What this task involves: Which lines of the entries below run from the one holding "TraceParserGen: fix GetTemplateNameForEvent" to the one holding "So in the hope", inclusive? Set down exactly those lines and no others.

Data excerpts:
Issue #554, opened 2018-02-06
Reviving WpfTraceEventParser


heeko:
I'm currently working on consuming ETW events from WPF. In the repository we can find some traces of a "deactivated" WpfTraceEventParser: [TraceLog.cs](https://github.com/Microsoft/perfview/blame/ed9cc8d131564d0a62c2f41a79b51cc67335b17d/src/TraceEvent/TraceLog.cs#L857). 
I suppose it was used back in the days in the WPF performance suite. Is there any plan to revive this parser?

vancem:
I did not realize until just now that WPF does not register its Events by default (you have to explicitly register them).     You can do this by running the following from an admin prompt.
```
wevtutil im C:\Windows\Microsoft.NET\Framework\v4.0.30319\WPF\wpf-etw.man
```
At this point you can use the name Microsoft-Windows-WPF to turn on WPF events like this
```
PerfView /Providers=Microsoft-Windows-WPF collect
```
And perfView (via the RegisterTraceEventParser) will correctly parse the events.  

*********************
As with any ETW provider, if you find that you are processing MANY such events, and/or you want compile time support for fetching fields etc, you can make a parser of your own.   

That is what the TraceParserGen tool does (when you build this repository you build TraceParserGen).   See #336 for more on doing that.

*********************
Finally to answer your direct question, there are not plans to revive the WPF parser in the TraceEvent library.   We cleaned out 'little used' parsers from the library on premise that users who needed them could use TraceParserGen to generate them themselves.

heeko:
Thanks a lot for the detailed answer!

PR #712, opened 2018-07-20
TraceParserGen: fix GetTemplateNameForEvent for empty evnt fields

heeko:
Fixing an issue that happen when the evnt.Fields is not null but empty. Without this fix, if the evnt.Fields is empty, it will generate this kind of event:
```csharp
public event Action<Template_0> AddAnnotationStart
```
instead of:
```csharp
public event Action<EmptyTraceData> AddAnnotationStart
```

This can be easily observe by trying to generate a parser for the **wpf-etw.man**.

I just added a check on the count of evnt.Fields. Let me know if you prefer the null conditional form `if (evnt.Fields?.Count > 0 )`, I can change that.

### DIFF
--- a/src/TraceParserGen/TraceParserGen.cs
+++ b/src/TraceParserGen/TraceParserGen.cs
@@ -674,7 +674,7 @@ class TraceParserGen
     private static string GetTemplateNameForEvent(Event evnt, string eventName)
     {
         var ret = "EmptyTraceData";
-        if (evnt.Fields != null)
+        if (evnt.Fields != null && evnt.Fields.Count > 0)
         {
             ret = TraceParserGen.ToCSharpName(evnt.TemplateName);
             if (ret == null || ret.StartsWith("tid_"))


idg10:
What may not be obvious to casual observer is that this fixes a bug that causes the tool to generate uncompilable code for a fairly widely used ETW provider manifest: the one for the `Microsoft-Windows-WPF` provider. So the tool cannot currently be used to generate a working parser for the consuming ETW events from WPF.

(Apparently, at one point there was a pre-generated parser class for this provider, which may be why people haven't reported this before, but the current advice is now not to use that old class, and to generate a parser directly from the manifest using `TraceParserGen`: https://github.com/Microsoft/perfview/issues/554 So people will now start to run into this. I was about to submit a PR for this until I realised @heeko is ahead of me, so people are definitely running into this bug.)

So in the hope of getting this PR merged sooner, I'm adding this explanation. (I'm 100% certain that @heeko already knows all this. I just suspect it's not entirely obvious to anyone who hasn't just spend a big chunk of time diagnosing this problem.)

The manifest for the WPF provider, `wpf-etw.man`, has an empty template called `Template_0`. The code in `GetTemplateNameForEvent` (prior to the fix in this PR) decides that it needs to use a generated `Template_0` class for all events that refer to this empty template. But the code that generates the classes corresponding to templates decides that it does not need to generate a `Template_0` class.

This problem occurs because two different but interconnected parts of the code apply incompatible policies here: the `GetTemplateNameForEvent` and `GenerateEventPayloadClass` methods need to agree on whether or not a particular event will use a generated custom payload class. Unfortunately, with the code as it is, `GetTemplateNameForEvent` decides that a custom class is required whenever an event uses a template (even an empty one like `Template_0`), which causes lots of code that refers to this custom class to be generated. But `GenerateEventPayloadClass` then decides that because the template defines no fields, no such custom class is required.

`GenerateEventPayloadClass` performs this check at https://github.com/Microsoft/perfview/blob/master/src/TraceParserGen/TraceParserGen.cs#L339

The `allFields.Count <= 0` test is the one that decides that no custom class is required when a template defines no fields.

@heeko's proposed modifies `GetTemplateNameForEvent` to apply the same policy. It would also be possible to fix this by bringing `GenerateEventPayloadClass` into line with the policy applied by `GetTemplateNameForEvent`. However, while that would get rid of the compiler errors, it @heeko's fix is better because it avoids generating an unneeded class.

Issue #300, opened 2017-07-06
Display long text of the cell - right align content of the status bar


ilabutin:
PerfView displays content of the string in the status bar and one can even scroll/select text there to see full content. This is very useful when investigating deep call stacks where things are getting further to the right in the tree.

![image](https://user-images.githubusercontent.com/1869103/27909705-911fbefe-625a-11e7-8b48-9e215acff7cc.png)

But I often find myself clicking the status bar and scrolling it to the end with mouse to look at the end of the line. Mostly because generic parameters are usually there and it's the way to get understanding what kind of overload was called at that node.

Suggestion is to modify status bar to show rightmost part of the cell by default. Like that:

![image](https://user-images.githubusercontent.com/1869103/27909762-e92cadc8-625a-11e7-8600-71729c25dd39.png)

Could be that additionally it would be good to show some visual indication in the bottom left corner that something is there on the left.

Additional bonus would be to have a tooltip shown for the grid cell with full content and also some hotkey to scroll the status bar to the right. Most likely the latter would not be obvious, so it might be enough to add ability to press End in the status bar or just have a small button on the right to quickly show end of the text.

brianrob:
@ilabutin thanks for the feedback.  I am hesitant to make the bar the bottom show the last bit of text as opposed to the first bit.  I could imagine this would be confusing for most users who aren't expecting this, and haven't ever seen it in another app.  That said, I do think that the idea of a tooltip is good, and would be useful to implement.  I realize this is an old issue, but would you be interested in submitting a PR for this?

ilabutin:
Actually tooltip won't help much unless it shows the rightmost part of the cell.
But what I tried to implement instead is horizontal scrolling of the grid itself. So that there is a horizontal scrollbar under the grid which scrolls the content of the "Name" column of the grid.

My two previous pull requests were not merged for various reasons, but I personally use the version of PerfView with this functionality and it feels OK.

If you feel this might be interesting, then I can try to prepare another PR for this change so that you can evaluate.
@brianrob

PR #739, opened 2018-09-07
Added horizontal scrolling of PerfGrids

ilabutin:
As an attempt to make better solution for #300 I've implemented horizontal scrolling within first column of the grid.
The scrollbar appears below grid when necessary.

Works fine for me for few months already. There are some issues (like resetting to the leftmost position after expanding/collapsing nodes, but it does not affect overall better UI experience).

GitHub shows .xaml file contains lots of changes, but this is primarily because of changed nesting, thus indentation.

It is better to see diff ignoring whitespace differences.

### DIFF
--- a/.editorconfig
+++ b/.editorconfig
@@ -3,3 +3,7 @@ root=true
 [*.cs]
 indent_style = space
 indent_size = 4
+
+[*.xaml]
+indent_style = space
+indent_size = 4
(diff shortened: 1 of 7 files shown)


vancem:
Sorry for the delay, I don't have much time to spend on PerfView these days.

The general philosphy behind perfview was to NOT be very innovative about GUI stuff.   Ideally it only used 'stock' things and spend most of its effort simply organizing the data in interesting ways (that is the model that GUI is displaying).     

My concern with this PR is that there are 400+ lines of new code to implement what is basically a GUI feature (scrollable Perf Grids).   This is a fair bit of complexity.    

I will need time to look at it.

ilabutin:
WPF is sometimes too verbose. I do not insisting on merging, since I'm using my custom version anyway :)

Output of the task:
TraceParserGen: fix GetTemplateNameForEvent for empty evnt fields

heeko:
Fixing an issue that happen when the evnt.Fields is not null but empty. Without this fix, if the evnt.Fields is empty, it will generate this kind of event:
```csharp
public event Action<Template_0> AddAnnotationStart
```
instead of:
```csharp
public event Action<EmptyTraceData> AddAnnotationStart
```

This can be easily observe by trying to generate a parser for the **wpf-etw.man**.

I just added a check on the count of evnt.Fields. Let me know if you prefer the null conditional form `if (evnt.Fields?.Count > 0 )`, I can change that.

### DIFF
--- a/src/TraceParserGen/TraceParserGen.cs
+++ b/src/TraceParserGen/TraceParserGen.cs
@@ -674,7 +674,7 @@ class TraceParserGen
     private static string GetTemplateNameForEvent(Event evnt, string eventName)
     {
         var ret = "EmptyTraceData";
-        if (evnt.Fields != null)
+        if (evnt.Fields != null && evnt.Fields.Count > 0)
         {
             ret = TraceParserGen.ToCSharpName(evnt.TemplateName);
             if (ret == null || ret.StartsWith("tid_"))


idg10:
What may not be obvious to casual observer is that this fixes a bug that causes the tool to generate uncompilable code for a fairly widely used ETW provider manifest: the one for the `Microsoft-Windows-WPF` provider. So the tool cannot currently be used to generate a working parser for the consuming ETW events from WPF.

(Apparently, at one point there was a pre-generated parser class for this provider, which may be why people haven't reported this before, but the current advice is now not to use that old class, and to generate a parser directly from the manifest using `TraceParserGen`: https://github.com/Microsoft/perfview/issues/554 So people will now start to run into this. I was about to submit a PR for this until I realised @heeko is ahead of me, so people are definitely running into this bug.)

So in the hope of getting this PR merged sooner, I'm adding this explanation. (I'm 100% certain that @heeko already knows all this. I just suspect it's not entirely obvious to anyone who hasn't just spend a big chunk of time diagnosing this problem.)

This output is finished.